Obsidian-3B-V0.5 represents a groundbreaking achievement in multimodal AI, being the first sub-7B parameter model capable of processing both text and vision inputs. Built on the foundation of Capybara-3B-V1.9 and StableLM-3B-4e1t, this model achieves remarkable performance that rivals some 7B models, despite its smaller size.
Implementation Details
The model follows the LLaVA 1.5 training procedure and implements the ChatML format with '###' as separators.

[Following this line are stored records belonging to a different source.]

Issue #977, opened 2024-09-10
references (span links) not showing for traces in Grafana


Sup3rGeo:
Hi,

When we query traces from Clickhouse as a data source we don't see the span references listed, which is different from when I check traces from Tempo, where the reference links are in fact listed in the trace view.

I was able to somewhat fix it by adding another transformation to the sql query:

`arrayMap(x,y -> map('spanID', x, 'traceID', y), Links.SpanId, Links.TraceId) AS references`

This makes the links appear, but we are missing link attributes which are useful to identify/name each of the links. 

Unfortunately trying to add the Links.Attributes column as tags (as it seems to be the case with Tempo) wouldn't work:

`arrayMap(x,y,z -> map('spanID', x, 'traceID', y, 'tags', z), Links.SpanId, Links.TraceId, Links.Attributes) AS references`

the query fails because clickhouse requires all map values to be of the same type, and in this case we have (String, String, Map).

Is there a way to have Links.Attributes showing up as span references in the Trace view in Grafana?
Thanks!

**Environment**:

- Grafana version: 11.2.0
- Plugin version: 4.3.2

tatchi:
> the query fails because clickhouse requires all map values to be of the same type, and in this case we have (String, String, Map).


I'm hitting the same issue with trace events: https://github.com/grafana/clickhouse-datasource/discussions/840#discussioncomment-10706180. I wonder what we should do in this case ?

SpencerTorres:
I've experienced this error before with the array types. We have some types that may be able to handle this, but I'm not sure how they behave in an array. Perhaps some form of `Variant`, `Dynamic`, or `JSON` would work. For now you may be able to cast the map to a string by serializing it as JSON via [toJSONString](https://clickhouse.com/docs/en/sql-reference/functions/json-functions#tojsonstring). It may not look pretty in the UI, but it wouldn't break.

If we find a nice way to `SELECT` this we can add it to the default trace UI

tatchi:
Thanks for your input. It doesn't beak the UI but `attributes` aren't shown. I believe because it expects an `array` while it is a `string`

![Image](https://github.com/user-attachments/assets/f92f0d0d-6f2b-47b8-af8d-de7100766d59)

tatchi:
I found a solution for `events`, see https://github.com/grafana/clickhouse-datasource/discussions/840#discussioncomment-10799129. I guess we can apply the same solution for `Links.Attributes` ?

[...]

PR #1043, opened 2024-11-01
Add support for kind, status, instrumentation library, links, events and state data for traces

benceszikora:
This PR adds support for the kind, status, instrumentation library, links, events and state fields in the trace panel in Grafana. This will bring the plugin to feature parity with what Tempo can offer today.


src/otel.ts
```diff
@@ -49,6 +49,13 @@ const otel129: OtelVersion = {
     [ColumnHint.TraceTags, 'SpanAttributes'],
     [ColumnHint.TraceServiceTags, 'ResourceAttributes'],
     [ColumnHint.TraceStatusCode, 'StatusCode'],
+    [ColumnHint.TraceKind, 'SpanKind'],
+    [ColumnHint.TraceStatusMessage, 'StatusMessage'],
+    [ColumnHint.TraceInstrumentationLibraryName, 'InstrumentationLibraryName'],
```
SpencerTorres, line 54: I noticed theres a few columns defined in `otel.ts` that don't exist on the [ClickHouse OTel exporter default schema](https://github.com/open-telemetry/opentelemetry-collector-contrib/blob/eac16d39fcf5d201894b9babae3eff79dce4e58c/exporter/clickhouseexporter/example/default_ddl/traces.sql). The intent of these definitions is to match as closely as possible to this table schema for a better out of the box experience.

Should we look into adding these columns to the otel exporter?

Also note that `State` is defined too, but on the table it is called `TraceState`.

SpencerTorres (changes requested):
Thank you for the contribution! Glad to see expanded functionality for the trace columns. I've added a note regarding the intended table schema

Sup3rGeo:
Also AFAIU In the default schema Links is a Nested table and you need to select the fields individually:

```
 arrayMap(
  (traceid, spanid, attributes) -> tuple(
                     traceid,
                     spanid,
                     arrayMap(
                       key -> map('key', key, 'value', attributes[key]),
                       mapKeys(attributes)
                     )
                   )::Tuple(traceID String, spanID String, tags Array(Map(String, String)))
                   , Links.TraceId, Links.SpanId, Links.Attributes
  ) AS references
```

jwhitaker-gridcog:
> Also AFAIU In the default schema Links is a Nested table and you need to select the fields individually

@Sup3rGeo not disputing the table schema, but `arrayMap(l -> ..., Links)` does work here - is it possible this is a newer clickhouse feature?

@SpencerTorres  @benceszikora  is it worth splitting the bits of this PR that can work with the current schema into something that's mergeable now? In my case I'm itching for span events to be supported, and this achieves that out of the box which is really nice.

SpencerTorres:
> is it worth splitting the bits of this PR that can work with the current schema into something that's mergeable now?

Yes, there's some parts of this that need changing. I don't mind picking apart the code myself for it, but I want to make sure the author is okay with that (@benceszikora)

src/data/sqlGenerator.ts
```diff
@@ -149,9 +149,44 @@ const generateTraceIdQuery = (options: QueryBuilderOptions): string => {
   if (traceStatusCode !== undefined) {
     selectParts.push(`if(${escapeIdentifier(traceStatusCode.name)} IN ('Error', 'STATUS_CODE_ERROR'), 2, 0) as statusCode`);
   }
+
   const traceEventsPrefix = getColumnByHint(options, ColumnHint.TraceEventsPrefix);
   if (traceEventsPrefix !== undefined) {
-    selectParts.push(`arrayMap((name, timestamp, attributes) -> tuple(name, toString(toUnixTimestamp64Milli(timestamp)), arrayMap( key -> map('key', key, 'value', attributes[key]), mapKeys(attributes)))::Tuple(name String, timestamp String, fields Array(Map(String, String))),${escapeIdentifier(traceEventsPrefix.name)}.Name, ${escapeIdentifier(traceEventsPrefix.name)}.Timestamp, ${escapeIdentifier(traceEventsPrefix.name)}.Attributes) AS logs`);
```
harryjph, line 154: There are two ways in ClickHouse to define a Nested Table, controlled by the [`flatten_nested`](https://clickhouse.com/docs/en/operations/settings/settings#flatten-nested) setting at column creation time.

The query as previously written does not work when `flatten_nested=0`, as ClickHouse does not recognise the sub-columns such as `Events.Names` in this mode.

The rewritten query should work with either mode, as ClickHouse will recognise `Events` as one column even when it has been flattened.

src/components/queryBuilder/views/TraceQueryBuilder.tsx
```diff
@@ -102,6 +124,18 @@ export const TraceQueryBuilder = (props: TraceQueryBuilderProps) => {
     }));
   }, builderState);
 
+  // A function to assemble custom column definitions for the prefixed Events/Links columns
+  const onColumnPrefixChange = (name: keyof TraceQueryBuilderState, columnHint: ColumnHint) => {
```
harryjph, line 128: This change is necessary since at the moment, you cannot type into the "Events Prefix" field in the column selection form.

This function generates a `SelectedColumn` struct for the arbitrary input, which is necessary since when `flatten_nested=1`, the `ColumnSelect` component recognises the `Events` column as multiple sub-columns.

harryjph (commented):
Hey everyone! I've updated the code to be based on the [OTel Collector Schema](https://github.com/open-telemetry/opentelemetry-collector-contrib/blob/eac16d39fcf5d201894b9babae3eff79dce4e58c/exporter/clickhouseexporter/example/default_ddl/traces.sql) as requested, and rebased the PR onto main to incorporate https://github.com/grafana/clickhouse-datasource/pull/1128, which was merged last week. I've also updated the test cases to cover code merged in that PR.

I've left a couple of comments explaining the changes which aren't simple column addition.

benceszikora:
@SpencerTorres with @harryjph's changes this PR should now conform to the same schema as the OTel Collector. Are there any changes you would suggest before this can be merged?

src/views/CHConfigEditor.tsx
```diff
@@ -445,6 +445,13 @@ export const ConfigEditor: React.FC<ConfigEditorProps> = (props) => {
           onTagsColumnChange={c => onTracesConfigChange('tagsColumn', c)}
           onServiceTagsColumnChange={c => onTracesConfigChange('serviceTagsColumn', c)}
           onEventsColumnPrefixChange={c => onTracesConfigChange('eventsColumnPrefix', c)}
+          onLinksPrefixColumnChange={c => onTracesConfigChange('linksColumnPrefix', c)}
```
ValentinLvr, line 448: Typo here I guess
```suggestion
          onLinksColumnPrefixChange={c => onTracesConfigChange('linksColumnPrefix', c)}
```

ValentinLvr:
Just tested out this fork locally and note that span link redirection is not working so far.

When you click on the link it basically redirects you to the same trace instead of the one linked.
Echoes to [this issue](https://github.com/grafana/clickhouse-datasource/issues/977)

Screenshot 2025-03-25 at 16 08 17

SpencerTorres:
Hello! I appreciate all the changes and comments everyone contributed here.

The main value of this PR was solving how to properly decode these `Nested` columns, and it seems like this was solved for multiple cases (`flatten_nested` `=` `0`/`1`). Thank you for testing that

There were some large structural changes I wanted to address before merging this into the main branch, and instead of writing a bunch of suggestions I decided to fix them myself in a different PR: #1208

These are mainly related to how the components are used, along with fixing some test cases and adding flexibility. If you have any more comments related to the code of this PR, I would recommend writing them over there where I can address them asap.

Hopefully we can get this merged soon now that everything is working smoothly 👌

SpencerTorres:
> Just tested out this fork locally and note that span link redirection is not working so far.
> 
> When you click on the link it basically redirects you to the same trace instead of the one linked. Echoes to [this issue](https://github.com/grafana/clickhouse-datasource/issues/977)
> 
> Screenshot 2025-03-25 at 16 08 17

@ValentinLvr Hey! I finally found a sample row that shows this. Let's put it into a new issue, this might have something to do with the linking. Maybe even a conflict with our existing `TraceId` link. I'll ask the Grafana team

PR #5669, opened 2025-02-22
feat(mini-snippets): add support for package.json

matadaniel:
## Related Issue(s)

echasnovski/mini.nvim#1571

## Checklist

- [x] I've read the [CONTRIBUTING](https://github.com/LazyVim/LazyVim/blob/main/CONTRIBUTING.md) guidelines.

PR #5710, opened 2025-02-28
feat(mini-snippets): add leaner support for package.json

matadaniel:
## Related Issue(s)

- echasnovski/mini.nvim#1571
- #5669

## Same functionality now with 60% less LOC!

There is no need for any of the previous `json` validation when the paths are provided explicitly.
This also adds compatibility with `from_lang` so the user is not required to create a `package.json`.
The extra should be loaded before `lang` extras in case they add to `lang_additions`. It works without setting a priority since `coding` comes first alphabetically and `lang.typescript` does not add any options, but I wanted to be more explicit.

## Checklist


folke:
Sorry, but I'm just not willing to accept additional features implemented for another plugin.

This makes no sense. This should just be part of that plugin, and if they don't want to add it then that's how it is.

This just adds more to the maintenance burden, especially since it's something I don't even use myself.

It's designed for efficient processing of both visual and textual inputs, making it particularly versatile for multimodal applications.

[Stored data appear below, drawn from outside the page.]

PR #5754, opened 2025-03-08
fix(extras): disable blink path source in CopilotChat (#5666)

S1M0N38:
Fix #5666 with the answer given in the discussion.

### DIFF
--- a/lua/lazyvim/plugins/extras/ai/copilot-chat.lua
+++ b/lua/lazyvim/plugins/extras/ai/copilot-chat.lua
@@ -85,4 +85,24 @@ return {
       })
     end,
   },
+
+  -- Blink integration
+  {
+    "saghen/blink.cmp",
+    optional = true,
+    ---@module 'blink.cmp'
+    ---@type blink.cmp.Config
+    opts = {
+      sources = {
+        providers = {
+          path = {
+            -- Path sources triggered by "/" interfere with CopilotChat commands
+            enabled = function()
+              return vim.bo.filetype ~= "copilot-chat"
+            end,
+          },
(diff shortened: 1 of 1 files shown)


azeveco:
It fixes the problem here. Thanks @S1M0N38 

image

folke:
ty

LucasMoskun:
Just like to mention the blink and `/` is very convenient for `#file` command for pulling files into the context buffer. 

I don't have a clear solution (just overrode this change in my local as it's something i do often) but wanted to point this out  in case someone has a clear idea.

I tried replacing it with this that ignores blink for `/` as a first character which then allowed me to still do `#file./" and leverage blink, but i don't want to PR it because i think they were still fighting in some cases... 

```lua
-- Blink integration
{
  "saghen/blink.cmp",
  optional = true,
  ---@module 'blink.cmp'
  ---@type blink.cmp.Config
  opts = {
    sources = {
      providers = {
        path = {
          -- Only suppress path completion for CopilotChat *slash commands* at BOL.
          enabled = function()
            if vim.bo.filetype ~= "copilot-chat" then
              return true
            end
            local line = vim.api.nvim_get_current_line()
            local col  = vim.api.nvim_win_get_cursor(0)[2] + 1 -- 1-based
            local before = line:sub(1, col)

            -- If we're currently typing a slash command like "/he|"
            -- at the start of the line, disable path completion.
            if before:match("^/%w*$") then
              return false
            end

            -- Otherwise (e.g. "#file ./src/…"), keep path completion ON.
            return true
          end,
        },
      },
    },
  },
}

```

PR #5763, opened 2025-03-10
fix(neo-tree): import neo-tree Extra before edgy Extra

### LINKED ISSUE #5762: bug: edgy's neo-tree spec gets overridden by neo-tree's spec

### Neovim version (nvim -v)

v0.11.0-dev-1860+g877f3b7288

### Operating system/version

archlinux 6.13.2-zen1-1-zenA

### Describe the bug

hi, neo-tree maintainer here.

related: https://github.com/nvim-neo-tree/neo-tree.nvim/issues/1703 and https://github.com/LazyVim/LazyVim/discussions/5583

As of recently, [edgy.nvim's neo-tree spec](https://github.com/LazyVim/LazyVim/blob/ec5981dfb1222c3bf246d9bcaa713d5cfa486fbd/lua/lazyvim/plugins/extras/ui/edgy.lua#L147-L155) now gets overridden by the neo-tree spec instead of the other way around, so the final filetype ignore list received in setup doesn't include `edgy`. This leads to the splitting behavior mentioned in the above discussions.

I would make a PR but not sure what the best way to implement a fix would be. is there a way to ensure some specs get their opts set before others? If there's anything you'd like me to do to make this option more flexible (e.g. allow the ignored types option to accept entries like`["filetype"] = boolean`, lmk)

### Steps To Reproduce

1. Enable both neo-tree and edgy through `:LazyExtras`
2. Open neo-tree with `<leader>e`
3. Open a file
4. Observe the slim split

### Expected Behavior

No slim split should form - it should takeover the dashboard window instead

### Repro

```lua

require("lazy.minit").repro({
  spec = {
    -- add any other plugins here
  },
})
```

dpetka2001:
## Description
Seems like since the move of `neo-tree` into Extras, its plugin spec is loaded after edgy's and that causes problems. Give `neo-tree` Extra higher prio than edgy Extra.

## Related Issue(s)
Fixes #5762 

## Checklist


pynappo (approved):

hmnd (approved):

hmnd:
Can confirm this fixes the weird splits I was experiencing!

folke:
ty!

PR #5796, opened 2025-03-17
fix(lspconfig): inlay_hints toggle for Lua_ls

windowsrefund:
## Description

This makes the `<leader>uh` toggle work when editing a lua file.

## Checklist


folke:
The toggle already works as intended.
What you are proposing is showing more inlay hints by default, but I'm not a fan of that.
You can of course do this in your own config.

PR #5841, opened 2025-03-26
fix(editor): disable cmdline window flash

EasonMo:
## Description

When executing `<leader>ghs`, the command line window will flicker. Therefore, it should be run silently.

## Related Issue(s)
None

## Checklist


folke:
ty

PR #5958, opened 2025-04-16
feat(lang): add neotest config for PHP tests

jradtilbrook:
## Description

Similar to some other languages (this closely follows the Go lang extra), this adds neotest runners for the major PHP test runners: PHPUnit and Pest.

Both work together, trying to use Pest if available and falling back to PHPUnit which is a decent approach for the PHP ecosystem.

I read CONTRIBUTING.md which differs from the way the Go lang extra has implemented a neotest adapters and opted to follow that instead. Ie. adapters
have been added as dependencies instead of a separate spec with `lazy=true`. Let me know if you want that changed.

## Checklist

### DIFF
--- a/lua/lazyvim/plugins/extras/lang/php.lua
+++ b/lua/lazyvim/plugins/extras/lang/php.lua
@@ -84,4 +84,21 @@ return {
       },
     },
   },
+
+  {
+    "nvim-neotest/neotest",
+    optional = true,
+    dependencies = {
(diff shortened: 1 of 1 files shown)


jradtilbrook:
😬 Will this auto close after some time being stale? I'd still love to get this merged 🙏

jradtilbrook:
Plz not stale. This is super handy, would love to get it merged in

folke:
ty

PR #5969, opened 2025-04-17
fix(lsp): use `supports_method` method instead of field on Neovim >=0.11

### LINKED ISSUE #5861: bug: ESLint's codeActionOnSave stopped working

### Neovim version (nvim -v)

0.11.0

### Operating system/version

15.3.2

### Describe the bug

I noticed that formatting on save with ESLint stopped working.

Image

Since I started using LazyVim, I followed the configuration in https://www.lazyvim.org/configuration/recipes#use-eslint-for-fix-on-save-and-prettier-for-formatting and had the 2 extras enabled.

I use a plugin called `eslint-plugin-simple-import-sort` (https://github.com/lydell/eslint-plugin-simple-import-sort) to sort my imports on save. Things have been working just fine. After this issue happened, I could still sort my imports using `eslint --fix`.

Upon checking with `LspInfo`, I also noticed that ESLint LSP's `codeActionOnSave.enable` was set to `false`.

Image

### Steps To Reproduce

1. Set up ESLint using flat config for a TypeScript project.
2. Enable the 2 extras as mentioned in https://www.lazyvim.org/configuration/recipes#use-eslint-for-fix-on-save-and-prettier-for-formatting .
3. Set up `eslint-plugin-simple-import-sort`
4. Mixed up imports in a file.
5. Save the file.

### Expected Behavior

With the steps listed in `Steps to Reproduce`, imports should be auto-sorted after the file is saved.

### Repro

```lua

require("lazy.minit").repro({
  spec = {
    -- add any other plugins here
  },
})
```

dpetka2001:
## Description
From Neovim 0.11 onwards `client.supports_method` was changed into a method `client:supports_method`. Hope I didn't forget any occurences where this has to be changed.

## Related Issue(s)
Fixes #5861 hopefully

## Checklist

### DIFF
--- a/lua/lazyvim/plugins/extras/editor/navic.lua
+++ b/lua/lazyvim/plugins/extras/editor/navic.lua
@@ -8,7 +8,10 @@ return {
     init = function()
       vim.g.navic_silence = true
       LazyVim.lsp.on_attach(function(client, buffer)
-        if client.supports_method("textDocument/documentSymbol") then
+        if
+          vim.fn.has("nvim-0.11") == 0 and client.supports_method("textDocument/documentSymbol")
+          or client:supports_method("textDocument/documentSymbol")
+        then
           require("nvim-navic").attach(client, buffer)
         end
       end)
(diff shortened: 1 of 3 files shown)


dpetka2001:
Actually this should not be needed yet. The fields that got changed into methods should still be handled internally by Neovim, as I can see for `supports_method` that it still checks to see if `bufnr` is a table and makes the appropriate adjustment. They will be removed in Neovim 0.13, so this shouldn't have any effect currently. 

Probably a larger refactor will be made once Neovim 0.13 is released, but this shouldn't cause any problem for the Eslint issue like I thought initially. Closing.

- Built on Capybara-3B-V1.9 architecture
- Implements ChatML format for interaction
- Supports multimodal inputs (text and vision)
- Developed by Nous Research in collaboration with Virtual Interactive
Core Capabilities
- Vision-language processing
- Text generation and understanding
- Multimodal task handling
- Efficient parameter utilization
- State-of-the-art performance in its size category
Frequently Asked Questions
Q: What makes this model unique?
It's the first multimodal model at the 3B parameter scale, offering vision capabilities typically found in much larger models, while maintaining competitive performance.
Q: What are the recommended use cases?
The model is ideal for applications requiring both vision and language understanding, such as image description, visual question answering, and multimodal content analysis.